We resolved 1 of the 2 extra restarts. The first happens because Microsoft's docker entrypoint ServiceMonitor's first course of action is to stop the w3svc service, alter the applicationHost.config (via appcmd.exe) to inject docker-level environment variables (the ones supplied via ENV directives in the docker file or via the docker run command line parameters) into the DefaultAppPool's environment variable section, and then restarts the service.

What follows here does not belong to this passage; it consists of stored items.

PR #3086, opened 2024-01-06
chore: test utilities

dbcfd:
Move testing code into their own packages. Consolidate code when possible


packages/common-test-utils/src/index.ts
```diff
@@ -0,0 +1,129 @@
+import type { CID } from 'multiformats/cid'
```
stbrody, line 1: Could this just be a file inside of the `common` package instead of its own new package?  Each new package we introduce adds a noticeable increase in the js-ceramic build time and I'm worried about introducing so many new packages here.

packages/base-test-utils/src/index.ts
```diff
@@ -0,0 +1,64 @@
+import type { CID } from 'multiformats/cid'
+import { randomCID, StreamID } from '@ceramicnetwork/streamid'
+
+export class BaseTestUtils {
```
stbrody, line 4: Could this just be a type we export from the StreamIDs package instead of adding a whole new package for this?

packages/did-test-utils/src/index.ts
```diff
@@ -0,0 +1,227 @@
...
+import { wrapDocument } from '@ceramicnetwork/3id-did-resolver'
+import { parse as parseDidUrl } from 'did-resolver'
+import * as KeyDidResolver from 'key-did-resolver'
+import * as sha256 from '@stablelib/sha256'
+import { decode as decodeMultiHash } from 'multiformats/hashes/digest'
+import * as uint8arrays from 'uint8arrays'
+import { CeramicApi } from '@ceramicnetwork/common'
+import { jest } from '@jest/globals'
+
+export const FAKE_CID_1 = CID.parse('bafybeig6xv5nwphfmvcnektpnojts33jqcuam7bmye2pb54adnrtccjlsu')
```
stbrody, line 15: all these exported constants seem extremely specific to be exported from a package like this.  This feels like they should belong to the specific tests that are using them.

packages/did-test-utils/src/index.ts
```diff
@@ -0,0 +1,227 @@
...
+      },
+      did
+    ),
+    didDocumentMetadata: {
+      updated: rotateDate,
+    },
+  }
+}
+
+export class DidTestUtils {
```
stbrody, line 146: is this used for anything other than 3id-specific testing?  Can this be moved into the `3id-did-resolver` package?

stbrody (commented):
I'm getting increasingly concerned about how much the number of packages we have is affecting build times.

packages/did-test-utils/src/index.ts
dbcfd: It's used for 3id, tile, and stream model testing.

packages/common-test-utils/src/index.ts
dbcfd: Main thing is trying to get test code out of packages that we release. If we're worried about build times, we should switch from npm.

dbcfd: One of the things that has happened by having testing utilities in our packages is bleed between packages. Like anchoring related code in common.

packages/base-test-utils/src/index.ts
dbcfd: This one could possibly just be in streamid's package. It's more utility code than testing code, so if we're good having it used by people using our libraries, I'd be glad to get rid of this package.

packages/did-test-utils/src/index.ts
dbcfd: They were actually reused by multiple packages tests, hence consolidating them, rather than duplicating to tests.

stbrody (approved):
alright, confirmed that there's no compile-time overhead for additional packages, so LGTM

Ordinarily, that wouldn't be a problem, but if your applications are set to auto-start with preloadEnabled=true, then what happens is the service starts once, automatically, with the container, only for ServiceMonitor to come along and stop it, change settings, and restart it again. So the initial system-initiated run is doomed and shouldn't happen in the first place. It doesn't have all the expected environment variables, and it's really only running because the app is set to auto-start. We worked around that by setting the w3svc startup mode to 'Manual'. This prevents the initial doomed Application_Start run, so that, at least in a local docker container, we get just a single startup run of the application, initiated after ServiceMonitor has applied the right settings.

Things are a bit different in ECS. In addition to the extra startup run triggered by ServiceeMonitor, we also get another (3rd) run triggered by some other settings that are applied at runtime presumably by ECS environment. My main question is, does anyone know what these ECS-instigated settings changes might be? Is ECS applying environment variables somehow or making other changes to IIS by default? This is something that's occuring only in ECS that does not occur when the same docker image is run locally on docker desktop.

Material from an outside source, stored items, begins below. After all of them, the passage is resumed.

PR #3091, opened 2024-01-12
fix: load model should work under postgres

dbcfd:
Postgres was not preserving casing on field names, so index validation was
failing on MID table creation. Added additional test file to verify PG
behavior.

Addresses WS2-2960 and WS2-2937

### DIFF
--- a/packages/indexing/src/tables-manager.ts
+++ b/packages/indexing/src/tables-manager.ts
@@ -31,6 +31,15 @@ type ConfigTable = {
   readonly validSchema: object
 }
 
+type IndexRow = {
+  readonly tablename: string
+  readonly indexname: string
+}
+
+type IndexResult = {
+  readonly rows: Array<IndexRow>
+}
+
 const CUSTOM_COLUMN_PREFIX = 'custom_'
 
 export class TablesManager {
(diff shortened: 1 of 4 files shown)


packages/indexing/src/tables-manager.ts
```diff
@@ -292,28 +309,36 @@ export class PostgresTablesManager extends TablesManager {
...
+      await this.dataSource.raw<PgIndexResult>(`
 select *
 from pg_indexes
 where tablename like '${tableName}'
-and indexname in (${sqlIndices});
-  `)
-    return expectedIndices.length == actualIndices.rowCount
+    `)
+    )
+    const actualIndices = indicesResult ? indicesResult.rows.map((row) => row.indexname) : []
```
stbrody, line 326: should we also `toLowerCase()` here as well?

stbrody (approved):
YES

Good find.  Finally an explanation to what users have been reporting that actually makes sense.

packages/indexing/src/tables-manager.ts
dbcfd: pg already has them lowercased.

dbcfd: Yeah, we could future proof by just moving the lower casing into the check function.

Whatever these settings changes are, they're particularly disruptive, because they don't trigger the normal overlapped-process recycling that spins up a new, separate process that's warmed up before replacing the old one. These settings changes trigger the kind of in-process recycling you'd get if you modified a web.config file, for example. I think this replaces the AppDomain in the already-running process. This is bad for us, because we're running SignalFx low-level tracing libraries that hook into the CLR, and it causes a sharing violation that crashes a process when the new AppDomain tries to load the domain-neutral assemblies with different permissions. All of these extra application start cycles not only causes extra load on the system as it's doing triple of everything (including cache hydration from databases, setting up Azure topic subscriptions, etc.), but it's also placing extra memory demands on the system which can lead to OutOfMemory exceptions, especially in docker where containers have a hard memory limit.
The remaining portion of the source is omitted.